Senin 04 Aug 2014 13:00 WIB

Vonis Koruptor Dinilai Belum Maksimal

Red:

JAKARTA -- Indonesia Corruption Watch (ICW) menilai putusan akhir atau vonis yang dijatuhkan pengadilan terhadap terdakwa korupsi belum maksimal. Apalagi, terdakwa korupsi belum jera atas putusan yang dijatuhkan oleh Pengadilan Tindak Pidana Korupsi (Tipikor), pengadilan tinggi (PT), dan putusan di Mahkamah Agung (MA).

''Sejauh ini putusan belum menimbulkan efek jera terhadap koruptor. Jauh berbeda dengan terdakwa pidana umum yang dihukum selalu maksimal,'' kata Koordinator bidang Hukum dan Peradilan ICW Emerson Yuntho di kantor ICW, Ahad, (3/8).

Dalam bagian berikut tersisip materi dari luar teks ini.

PR #13066, opened 2026-03-04
fix: use shdict instead of events module for nodes data exchange

### LINKED ISSUE #12398: bug: 503 errors occur after restarting APISIX when using Consul and APISIX both in Docker

shreemaan-abhishek:
### Description

Fixes #12398

### Checklist

### DIFF
--- a/apisix/discovery/consul/init.lua
+++ b/apisix/discovery/consul/init.lua
@@ -55,10 +55,16 @@ local skip_service_map = core.table.new(0, 1)
 local dump_params
 
 local consul_services
--- per-worker LRU cache: avoids JSON-decoding on every _M.nodes() call and
--- returns the same table instance while the shared dict value is unchanged,
--- so that compare_upstream_node() fast-path (old_t == new_t) works
-local nodes_cache = core.lrucache.new({ttl = 300, count = 1024})
+-- Per-worker LRU cache: avoids shared dict access on every request.
+-- neg_ttl caches unknown services. invalid_stale ensures expired
+-- entries are refreshed from the shared dict instead of re-cached.
+local nodes_cache = core.lrucache.new({
+    ttl = 1,
+    count = 1024,
+    invalid_stale = true,
+    neg_ttl = 1,
+    neg_count = 64,
+})
 
 local default_skip_services = {"consul"}
 local default_random_range = 5
@@ -71,6 +77,22 @@ local max_retry_time = 256
 local _M = {
     version = 0.3,
 }
+
+
+local function fetch_node_from_shdict(service_name)
+    local value = consul_dict:get(service_name)
+    if not value then
+        return nil, "consul service not found: " .. service_name
+    end
+
+    local nodes, err = core.json.decode(value)
+    if not nodes then
+        return nil, "failed to decode nodes for service: "
+                    .. service_name .. ", error: " .. (err or "")
+    end
+
+    return nodes
+end
 
 
 function _M.all_nodes()
@@ -96,15 +118,8 @@ end
 
 
 function _M.nodes(service_name)
-    local value = consul_dict:get(service_name)
-    if not value then
-        log.error("consul service not found: ", service_name, ", return default service")
-        return default_service and {default_service}
-    end
-
-    -- use the raw JSON string as version: same string = cache hit (same table
-    -- instance returned), different string = re-decode and cache new table
-    local nodes, err = nodes_cache(service_name, value, core.json.decode, value)
+    local nodes, err = nodes_cache(service_name, nil,
+                                   fetch_node_from_shdict, service_name)
     if not nodes then
         log.error("fetch nodes failed by ", service_name, ", error: ", err)
         return default_service and {default_service}


apisix/discovery/consul/init.lua
```diff
@@ -149,14 +162,21 @@ local function read_dump_services()
...
-    log.info("load dump file into memory success")
+    for k, v in pairs(entity.services) do
+        local content, json_err = core.json.encode(v)
+        if content then
+            consul_dict:set(k, content)
+        else
+            log.error("failed to encode dump service: ", k, ", error: ", json_err)
+        end
+    end
+    log.info("load dump file into shared dict success")
```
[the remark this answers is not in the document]
shreemaan-abhishek: since the values are set using service keys, I don't think this should be of concern.

apisix/discovery/consul/init.lua
```diff
@@ -66,53 +73,73 @@ local _M = {
...
+    return services
 end
 
 
 function _M.nodes(service_name)
-    if not all_services then
-        log.error("all_services is nil, failed to fetch nodes for : ", service_name)
-        return
+    local value = consul_dict:get(service_name)
+    if not value then
```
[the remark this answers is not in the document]
shreemaan-abhishek: we don't want stale values, so we can ignore this.

apisix/discovery/consul/init.lua
```diff
@@ -611,35 +637,32 @@ end
...
     end
+
+    if process.type() ~= "privileged agent" then
+        return
+    end
+
+    -- flush stale data that may persist across reloads,
+    -- since consul_services is re-initialized empty
+    consul_dict:flush_all()
+
```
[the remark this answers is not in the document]
shreemaan-abhishek: the `stale` data mentioned in the comment does not mean "data that has expired", it means data that is no longer up to date according to consuls state. So we should avoid flushing only expired data to obtain a clean slate upon restart.

apisix/discovery/consul/init.lua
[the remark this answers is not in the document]
shreemaan-abhishek: we don't want expired shdict data so we should skip this.

apisix/discovery/consul/init.lua
```diff
@@ -611,35 +637,32 @@ end
...
         default_service.weight = default_weight
     end
+
+    if process.type() ~= "privileged agent" then
+        return
+    end
+
+    -- flush stale data that may persist across reloads,
+    -- since consul_services is re-initialized empty
+    consul_dict:flush_all()
```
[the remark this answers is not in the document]
shreemaan-abhishek: in this context `stale data` does not mean expired shdict data. Stale means data that is not up to date according to the state in consul. The idea behind doing `flush_all` is to start with a clean slate.

apisix/discovery/consul/init.lua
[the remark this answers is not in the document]
shreemaan-abhishek: this bug was only reproducible when apisix was deployed in docker.

apisix/discovery/consul/init.lua
```diff
@@ -149,14 +176,21 @@ local function read_dump_services()
...
+    log.info("load dump file into shared dict success")
 end
 
 
 local function write_dump_services()
     local entity = {
-        services = all_services,
+        services = _M.all_nodes(),
         last_update = ngx.time(),
         expire = dump_params.expire, -- later need handle it
```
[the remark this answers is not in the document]
shreemaan-abhishek: done

apisix/discovery/consul/init.lua
```diff
@@ -66,53 +73,82 @@ local _M = {
...
-        ", all services: ", json_delay_encode(all_services, true))
-end
-
-
 function _M.all_nodes()
-    return all_services
+    local keys = consul_dict:get_keys(0)
+    local services = core.table.new(0, #keys)
+    for _, key in ipairs(keys) do
+        local value = consul_dict:get(key)
```
membphis, line 102: After calculating every 10~20 keys, call `ngx.sleep(0)`

apisix/discovery/consul/init.lua
```diff
@@ -66,53 +73,82 @@ local _M = {
...
 
 
 function _M.nodes(service_name)
-    if not all_services then
-        log.error("all_services is nil, failed to fetch nodes for : ", service_name)
-        return
+    local value = consul_dict:get(service_name)
+    if not value then
+        log.error("consul service not found: ", service_name, ", return default service")
+        nodes_cache[service_name] = nil
```
membphis: `nodes_cache`

This cache may contain some useless, expired data. To prevent it from growing indefinitely, it needs to be cleaned up periodically (deleting useless cached data).

Another way,  an LRU (Local Redirect) approach can be used for easier and more direct control over the cache size.

membphis (changes requested):

apisix/cli/ngx_tpl.lua
```diff
@@ -78,6 +78,7 @@ lua {
     lua_shared_dict status-report {* meta.lua_shared_dict["status-report"] *};
     {% end %}
     lua_shared_dict nacos 10m;
+    lua_shared_dict consul 10m;
```
membphis: 10m is not enough for everyone

Allow users to customize configurations

apisix/discovery/consul/init.lua
```diff
@@ -66,53 +73,80 @@ local _M = {
...
-    return resp_list
+    return nodes
 end
 
 
 local function update_all_services(consul_server_url, up_services)
-    -- clean old unused data
+    -- write new/updated values first so readers never see a missing service
+    for k, v in pairs(up_services) do
+        local content, err = core.json.encode(v)
```
membphis, line 139: need the same way too

```
if i % 100 == 0 then
            ngx.sleep(0)
        end
```

membphis (dismissed):

Baoyuantop (approved):

apisix/discovery/consul/init.lua
```diff
@@ -66,53 +73,85 @@ local _M = {
...
+    return services
 end
 
 
 function _M.nodes(service_name)
-    if not all_services then
-        log.error("all_services is nil, failed to fetch nodes for : ", service_name)
-        return
+    local value = consul_dict:get(service_name)
+    if not value then
```
bzp2010: Each request using service discovery will directly retrieve from shdict, which I suspect may cause lock contention.
Why not adopt the following pattern:

1. Retrieve the node for the service name from lrucache. If present, it will return quickly without contention.
2. If service does not exist in lrucache, retrieve authoritative data prepared by privileged processes via the initialization function from shdict. Lrucache will then cache and return these.
3. If the shdict also doesn't contain it, it's best to log the "not found" result in lrucache to prevent an unexpected service name from consistently bypassing the fast path cache. It will be cached via `neg_ttl`, https://github.com/apache/apisix/blob/master/apisix/core/lrucache.lua#L130.

This ensures most requests complete on the fast path without accessing shdict. Only the next cache hit after a miss will fetch from shdict.
The way currently being adopted is exactly the opposite.

bzp2010: cc @membphis WDYT?

shreemaan-abhishek: > The way currently being adopted is exactly the opposite.

I don't think so, the lrucache usage helps cache the the json decode operation.

If we use an lrucache to cache the node for a given service name we don't have a good way to invalidate the lrucache when service data changes. Since privileged_agent is the only one that fetches data from consul a shdict is the only way to let other workers know that consul data has changed. Hence, we would still need to retrieve data from shdict if we want to use lrucache like you said.

bzp2010: What I'm referring to is a unidirectional process where each layer relies on its own TTL to control data expiration. Lower levels (privileged process, shdict) do not proactively invalidate higher-level (lrucache) caches. As long as the TTL is sufficiently small, changes take effect quickly. This process is entirely controlled by hard-coded values or configuration settings.

On the fast path, JSON decoding never occurs because we never fetch the raw JSON-encoded text from the shdict each time. We always use the already-cached table.

If we set the lrucache TTL to 1s, service node updates will take effect within 1 second. During this 1-second cache period, shdict is not read, eliminating lock contention. Moreover, since the data is read and parsed from shdict only once, JSON decoding does not occur (this is also an advantage of the worker-level LRU cache, whose scope is confined to a single worker. Consequently, there is no concurrency in populating the LRU cache, thereby saving the decoding overhead for each service_name). Of course, we can also set it to 0.1 seconds or 60 seconds—it's a balance between response speed and overhead.

Therefore, I have never considered JSON decoding to be an issue.

Issue #12240, opened 2025-05-21
bug: ext-plugin process rewrite:args logic error


wanglihui:
### Current Behavior

when i use go runner to write rewrite plugin, if i did't return new args, the original args will lost.
Example:
http://example.org/api/test?x=1&y=2 use go-plugin-runner rewrite the path to /api/test2 the questring args x,y will lost.

### Expected Behavior

expect the querystring args operate like the lua proxy-rewrite plugin process args. combine the original querystring to rewrited upstream.
var.upstream_uri = path + args...

maybe modify the code logic ext-plugin/init.lua could fix it. 
now code logic
```
            local len = rewrite:ArgsLength()
            if len > 0 then
                local changed = {}
                for i = 1, len do
                    local entry = rewrite:Args(i)
                    local name = entry:Name()
                    local value = entry:Value()
                    if value == nil then
                        args[name] = nil

                    else
                        if changed[name] then
                            if type(args[name]) == "table" then
                                core.table.insert(args[name], value)
                            else
                                args[name] = {args[name], entry:Value()}
                            end
                        else
                            args[name] = entry:Value()
                        end

                        changed[name] = true
                    end
                end

                core.request.set_uri_args(ctx, args)

                if path then
                    var.upstream_uri = path .. '?' .. var.args
                end
            end
```
modify logic, chang the combine path and args to `if` outline:
 ```
 local len = rewrite:ArgsLength()
            if len > 0 then
                local changed = {}
                for i = 1, len do
                    local entry = rewrite:Args(i)
                    local name = entry:Name()
                    local value = entry:Value()
                    if value == nil then
                        args[name] = nil

                    else
                        if changed[name] then
                            if type(args[name]) == "table" then
                                core.table.insert(args[name], value)
                            else
                                args[name] = {args[name], entry:Value()}
                            end
                        else
                            args[name] = entry:Value()
                        end

                        changed[name] = true
                    end
                end
            end
            core.request.set_uri_args(ctx, args)

            if path then
                    var.upstream_uri = path .. '?' .. var.args
            end
```

### Steps to Reproduce

1. write a go plugin, use RequestFilter rewrite the request path
2. the upstream can't recevie args, the args will lost
3. example like https://example.org/api/test?x=1&y=2  the plugin rewrite the path r.SetPath([]byte("/api/test2"))

### Environment

- APISIX version (run `apisix version`):
- Operating system (run `uname -a`):
[...]

PR #13080, opened 2026-03-09
fix: preserve uri args if path has not been modified

shreemaan-abhishek:
### Description

when the path is rewritten but no args are modified, we still need to append the original query string to upstream_uri.
Fixes https://github.com/apache/apisix/issues/12240

### Checklist

### DIFF
--- a/apisix/plugins/ext-plugin/init.lua
+++ b/apisix/plugins/ext-plugin/init.lua
@@ -709,11 +709,7 @@ local rpc_handlers = {
             end
 
             if path then
-                if var.args and var.args ~= "" and not core.string.find(path, "?") then
-                    var.upstream_uri = path .. "?" .. var.args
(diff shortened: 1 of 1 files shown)


apisix/plugins/ext-plugin/init.lua
```diff
@@ -706,9 +706,13 @@ local rpc_handlers = {
                 end
 
                 core.request.set_uri_args(ctx, args)
+            end
 
-                if path then
-                    var.upstream_uri = path .. '?' .. var.args
+            if path then
+                if var.args and var.args ~= "" and not core.string.find(path, "?") then
```
membphis: can we use this variable `var.is_args`?

https://nginx.org/en/docs/http/ngx_http_core_module.html#var_is_args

Untuk itu, dengan vonis rendah yang dijatuhkan kepada terdakwa korupsi, Emerson mengatakan, ICW akan memberikan rekomendasi agar MA dan Komisi Yudisial (KY) memperbaiki kinerja dan fungsi pengawasannya. ICW juga akan memberikan masukan dan pertimbangan dalam merumuskan kebijakan pemberantasan korupsi agar tercapai efek jera.

 

 

 

 

 

 

 

 

 

 

Foto:Rosa Panggabean/ANTARAFOTO

Koordinator Div. Hukum dan Monitoring Peradilan ICW Emerson Yuntho (kanan) dan Angota Div. Hukum dan Monitoring Peradilan ICW Aradila Caesar memberi keterangan dalam konferensi pers trend korupsi semester I tahun 2014 di Kantor ICW, J

 

Setelah mengumpulkan data perkara korupsi yang diputus pengadilan tingkat pertama di tipikor dan banding di PT, serta kasasi dan peninjaun kembali di MA, Emerson mengatakan, ICW membagi tingkat putusan ke dalam tiga katagori.

Pertama, vonis ringan yang dihukum satu tahun sampai empat tahun. Kedua, vonis sedang yang dihukum empat sampai 10 tahun. Ketiga, vonis berat yang dijatuhkan hakim tipikor lebih dari 10 tahun pidana penjara.

Menurut Emerson, kategori pidana ringan didasarkan pada pertimbangan hukuman minimal penjara ada dalam Pasal 3 UU Tipikor adalah empat tahun penjara. Maka, hukuman empat tahun ke bawah masuk katagori ringan. Sedangkan, vonis yang masuk katagori sedang, ganjaran hukumannya adalah empat sampai 10 tahun penjara.

''Sementara, vonis berat adalah kasus korupsi yang divonis di atas 10 tahun penjara dengan maksimal hukuman seumur hidup,'' katanya.

Beberapa terpidana kasus korupsi kini telah dijatuhi hukuman penjara. Misalnya, Angelina Sondakh yang telah divonis kasasi oleh MA selama 12 tahun. Sebelumnya, mantan putri Indonesia ini divonis hanya 4,5 tahun penjara di Pengadilan Tipikor.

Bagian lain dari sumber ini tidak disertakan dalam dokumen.